**Task prompt:**
Your answer should be the line that contains "yguclu: I have" and each line after it, restated word for word through the final line of the entries.
***** Data section *****
PR #321, opened 2023-07-17
Upgrade SymPy

tomcaruso:
Update Psydac to support SymPy up to version 1.9 after the corresponding changes in SymPDE.

**Main changes**

- import cache from `sympy.core`
- import `with_metaclass` from `sympde.old_sympy_utilities` because SymPy does not provide it anymore
- Store the dictionaries `_known_functions_{numpy|math|mpmath}` and `_known_constants_{numpy|math|mpmath}` in `psydac.api.ast.utilities` for the same reason.

PR #325, opened 2023-07-27
Use SemiNorm

saidctb:
Use H^1 and H^2 `SemiNorm` from SymPDE. Previously the class `Norm`
was used for all seminorms, which was not mathematically correct.


yguclu:
This PR appears to be blocked by #321, which should take precedence.

psydac/api/tests/test_2d_biharmonic.py
```diff
@@ -74,9 +74,9 @@ def run_biharmonic_2d_dir(solution, f, dir_zero_boundary, ncells, degree, backen
 
     # Error norms
     error  = u - solution
-    l2norm = Norm(error, domain, kind='l2')
-    h1norm = Norm(error, domain, kind='h1')
-    h2norm = Norm(error, domain, kind='h2')
+    l2norm = SemiNorm(error, domain, kind='l2')
+    h1norm = SemiNorm(error, domain, kind='h1')
+    h2norm = SemiNorm(error, domain, kind='h2')
```
yguclu, line 79: I think it is confusing to write `SemiNorm(..., kind='l2')` in the code, given that it is equivalent to `Norm(..., kind='l2')`. In this case we should prefer the `Norm` class wherever possible.

@campospinto  @saidctb Do you agree?

psydac/api/fem.py
```diff
@@ -1555,7 +1555,7 @@ def assemble(self, **kwargs):
                 args += (v, )
 
         v = self._func(*args)
-        if isinstance(self.expr, sym_Norm):
+        if isinstance(self.expr, sym_SemiNorm):
```
yguclu, line 1558: This will not work for a `Norm`, unless we make `Norm` subclass `SemiNorm`.

psydac/api/tests/test_2d_biharmonic.py
yguclu: I have replaced L2 seminorm with L2 norm in 975404e

psydac/api/fem.py
yguclu: Fixed in 976e1f7.

psydac/api/tests/test_2d_biharmonic.py
saidctb: okay, it is fine with me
*****
**Expected answer:**
yguclu: I have replaced L2 seminorm with L2 norm in 975404e

psydac/api/fem.py
yguclu: Fixed in 976e1f7.

psydac/api/tests/test_2d_biharmonic.py
saidctb: okay, it is fine with me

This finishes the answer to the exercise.